* [Data under study]
::::::::::

PR #4648, opened 2022-10-06
Add vc bn fallback

### LINKED ISSUE #4337: Support multiple bn per vc (fallback)
**Describe the bug**

This option should support an array of endpoints

https://github.com/ChainSafe/lodestar/blob/ef0091e69b601243d4cf60561e32676def205f97/packages/cli/src/cmds/validator/options.ts#L130

dapplion:
**Motivation**

- See https://github.com/ChainSafe/lodestar/issues/4337

**Description**

A good vc bn fallback must fulfill these goals
- if first server is stable and responding do not query fallbacks
- if first server errors, retry that same request on fallbacks
- until first server is shown to be reliable again, contact all servers

This behaviour is not simple, so classic patterns like Promise.all() or for try catch are not enough.

The solution of this PR appears complex, but that's what's needed to achieve the goals above. Please check the inline comments for pointers on the logic.

A unit tests proves that it works, but I haven't tested yet on a deployed beacon node.

Closes https://github.com/ChainSafe/lodestar/issues/4337

### DIFF
--- a/packages/api/src/utils/client/httpClient.ts
+++ b/packages/api/src/utils/client/httpClient.ts
@@ -6,6 +6,7 @@ import {Metrics} from "./metrics.js";
 
 /** A higher default timeout, validator will sets its own shorter timeoutMs */
 const DEFAULT_TIMEOUT_MS = 60_000;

::::::::::

* [Problem]
Everything in the listing should be written out exactly.

* [The completed task]
PR #4648, opened 2022-10-06
Add vc bn fallback

### LINKED ISSUE #4337: Support multiple bn per vc (fallback)
**Describe the bug**

This option should support an array of endpoints

https://github.com/ChainSafe/lodestar/blob/ef0091e69b601243d4cf60561e32676def205f97/packages/cli/src/cmds/validator/options.ts#L130

dapplion:
**Motivation**

- See https://github.com/ChainSafe/lodestar/issues/4337

**Description**

A good vc bn fallback must fulfill these goals
- if first server is stable and responding do not query fallbacks
- if first server errors, retry that same request on fallbacks
- until first server is shown to be reliable again, contact all servers

This behaviour is not simple, so classic patterns like Promise.all() or for try catch are not enough.

The solution of this PR appears complex, but that's what's needed to achieve the goals above. Please check the inline comments for pointers on the logic.

A unit tests proves that it works, but I haven't tested yet on a deployed beacon node.

Closes https://github.com/ChainSafe/lodestar/issues/4337

### DIFF
--- a/packages/api/src/utils/client/httpClient.ts
+++ b/packages/api/src/utils/client/httpClient.ts
@@ -6,6 +6,7 @@ import {Metrics} from "./metrics.js";
 
 /** A higher default timeout, validator will sets its own shorter timeoutMs */
 const DEFAULT_TIMEOUT_MS = 60_000;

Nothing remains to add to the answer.